WHAT IS NEEDED -> Only lines with the string "classes" matter here; gather them from the material below.

○ ○ ○ ○ ○

PR #121, opened 2019-10-10
Fix escape sequences in strings

llimeht:
Fixes some further backslash sequences found in the unittests.


PatrickMassot:
Thanks for these three PRs @llimeht!

PR #102, opened 2017-10-16
Restore all tests by removing harmful unittests/__init__.py

PatrickMassot:
This reverts 10f51da083851247954aaabc0ad8d540e763c290 from @niklasp which introduced ``unittests/__init__.py``, which messed up imports in tests, which were then marked for skipping.

PR #123, opened 2019-10-10
Add missing classes to setup.py

llimeht:
These classes/resources are otherwise not fully installed or findable by plastex


llimeht:
(Incidentally, the "WARNING: unrecognized command/environment" sorts of errors described in #102 are seen without this patch when trying to test to *installed* version of the plastex module.

PR #132, opened 2019-12-12
Sort index so that output is reproducible

llimeht:
The reproducible builds project is working to make compilation output bit-for-bit reproducible across builds. This makes software independently verifiable and also helps spot accidental changes to code or package contents. 

This patch from Chris Lamb sorts output from the XHTML template and thereby makes the build of the plastex Debian package reproducible.

From https://bugs.debian.org/779595


PatrickMassot:
There is no problem merging this, and I don't think anyone still uses that part of plasTeX. But I'm puzzled by the bug report process. How was the plasTeX team meant to know about this Debian bug report?

llimeht:
The Debian maintainer (as of a couple of months ago, that's me) will forward relevant bug reports and patches to you. Some bugs that the maintainer sees will be entirely to do with packaging and interactions between packages, while others will about the code that lives in this git repository. While we can end up with Debian-specific patches living only within the Debian package, it's generally best if we don't do that.

This one took a while to find its way here partly because plastex had no Debian maintainer for a while. In looking at plastex+python 3 things, I incorporated that patch into the Debian package and verified that it did indeed work to make the 2.0 package reproducible before forwarding it.

PR #133, opened 2019-12-12
Use context manage for chdir in tests

llimeht:
Moving the state around for the tests is error prone. The pytest tmpdir fixture provides a context manager which simplifies these operations greatly.


PatrickMassot:
Thanks!

PR #135, opened 2019-12-12
Fix tikz functional test

llimeht:
The current functional test of the tikz handler needs a few fixups:

* it does not check that `plastex` ran correctly
* it requires additional tools to be installed
* it cannot be run in place (only after installation)

### DIFF
--- a/.travis.yml
+++ b/.travis.yml
@@ -6,6 +6,16 @@ python:
   - "3.7"
   - "3.8"
 
+addons:
+  apt:
+    packages:
+    - dvipng
+    - pdf2svg
+    - texlive-binaries
+    - texlive-latex-base
+    - texlive-latex-extra
+
+
 install:
   - pip install tox-travis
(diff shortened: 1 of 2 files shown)


PatrickMassot:
I don't really understand what you are achieving here. How do you test that the LaTeX packages you install did anything?

llimeht:
The test fails without those packages being installed. From https://travis-ci.org/llimeht/plastex/jobs/624911446
```
...
/bin/sh: 1: dvipng: not found
/bin/sh: 1: dvi2bitmap: not found
/bin/sh: 1: gs: not found
/bin/sh: 1: gs: not found
/bin/sh: 1: cgpdfpng: not found
...
FileNotFoundError: [Errno 2] No such file or directory: 'pdflatex'
```
and then `plastex` exits 1.

Note that in the second of the three commits,  `call()` is changed to `check_call()` so that if running `plastex` fails then the test fails properly.

PR #148, opened 2020-03-23
Try debugging imaging on Travis

PatrickMassot:


PatrickMassot:
This was only for Travis purposes.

○ ○ ○ ○ ○

TASK RESPONSE ->
Add missing classes to setup.py
These classes/resources are otherwise not fully installed or findable by plastex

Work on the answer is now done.